“¿Tienes algún consejo sobre cómo lidiar con las rabietas de un niño de 5 años? Lleva unos meses de muy mal humor.”

Las rabietas son menos comunes después de los 3 años, pero aún pueden ocurrir a los 5. Sin embargo, si está preocupada, consulte a tu médico.
Las rabietas son episodios breves de comportamientos extremos y, a veces, agresivos, en respuesta a la frustración o la ira. Suelen incluir llanto, golpes, lanzamiento de objetos, empujones, y retención de la respiración. Las rabietas ocurren por hambre, cansancio, enfermedad y frustración. Por lo tanto, la prevención es la mejor manera de evitarlas.
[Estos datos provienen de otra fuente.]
PR #177, opened 2022-07-20
Issue76 cross signing 2

bitfriend:
We have to implement more events like typing notification or read notification event from peer.
The CrossSigningEvent that was already implemented may not cover its appropriate meaning or feature.
We will rearrange event part of api so that it can hold more events in the future.


bitfriend:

Ocurren porque a tu hijo aún le puede resultar difícil controlar sus emociones. A medida que tu hijo crece y aprende a expresar sus sentimientos con palabras, la frecuencia, duración e intensidad de las rabietas disminuyen (¡no te desesperes! Hay luz al final del túnel).
Si no logras prevenirlas, no hay mucho que puedas hacer una vez que comiencen. Lo mejor es esperar. Asegúrate de que tu hijo esté seguro (a veces se puede golpea la cabeza contra la pared o el suelo), quédate cerca, pero no hagas nada. Una vez que termine, límpiale las lágrimas y redirige su atención a otra actividad.
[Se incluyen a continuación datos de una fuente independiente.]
Issue #134, opened 2022-06-09
Support markup in ChatList page


bitfriend:
`ChatScreen` is main text editing page so it supports markup.
But now `ChatList` page doesn't support markup.
![image](https://user-images.githubusercontent.com/48786056/172851211-291845c8-ec0d-41bd-b6bc-36fbcce27e83.png)

gtalha07:
We could probably use this: https://pub.dev/packages/markup_text

bitfriend:
Great

gtalha07:
Closing per #191

PR #191, opened 2022-08-02
Markdown support for chat list latest messages.

gtalha07:
PR for #134.


bitfriend (approved):
Great work.
I think it would support more markdown features using pattern.

gtalha07:
> Great work. I think it would support more markdown features using pattern.

Yes, for more features, we just need regex patterns. Although ```flutter_chat_ui``` only supports some of them.

PR #197, opened 2022-08-05
Fix issue in library path on android api 23

bitfriend:
`dlopen` fails on android api 23.
https://github.com/effektio/effektio/issues/122#issuecomment-1206237934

El acrónimo (en inglés) R.I.D.D. puede ayudarte a manejar las rabietas:
- Mantén la calma
- Ignora la rabieta
- Distrae al niño en cuanto termine
- Asegúrate de que tu hijo esté seguro, pero no cedas a sus exigencias.
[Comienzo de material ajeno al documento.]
Issue #2453, opened 2024-12-19
Users can't find Chat Invitations


gnunicorn:
The Activity's Stream isn't clear enough in its purpose for most users (on on boarding). While we try to improve that by building out the [Activities Stream](https://github.com/acterglobal/a3/issues/2224) we might need to consider a shorter term solution. There are a few things proposed:

- Make the activities-dot on the Icon on the bottom (and sidebar) at lot stronger in size and/or color to draw more attention
- Add a block for invitations on the top of the chat area as well
- Add a block about invitations on the main dashboard
- Add "you have important activities"-block on the main dashboard's top.

gnunicorn:
> Add a block for invitations on the top of the chat area as well

While this sounds to be simpliest and easiest fix (in line with what the users want), I want us to be carefully consider the consequences and potential draw backs of this:
1. Do we show it invites for Chats _and_ Spaces? If we don't do it for Spaces, won't they still have the same problem? If we do it for spaces, and they accept the Invite from there then Nothing changes on that screen, causing confusion.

No cedas. Si cedes ante la rabieta, estás reforzando el comportamiento y tu hijo sabrá que si tiene una rabieta, conseguirá lo que quiere. Sabemos que puede ser doloroso verlo, pero lo mejor para tu hijo es que esperes a que termine.
Las rabietas pueden llevarte al límite. Intenta mantener la calma lo más posible. Si crees que vas a perder los nervios, asegúrate de que tu hijo esté seguro y sal de la habitación unos segundos para tranquilizarte. Otra técnica útil es llamar a un amigo y charlar un rato para distraerte mientras te aseguras de que tu hijo esté seguro. O pídele a un vecino que venga. Y recuerda, esta fase no durará para siempre, aunque a veces parezca que sí.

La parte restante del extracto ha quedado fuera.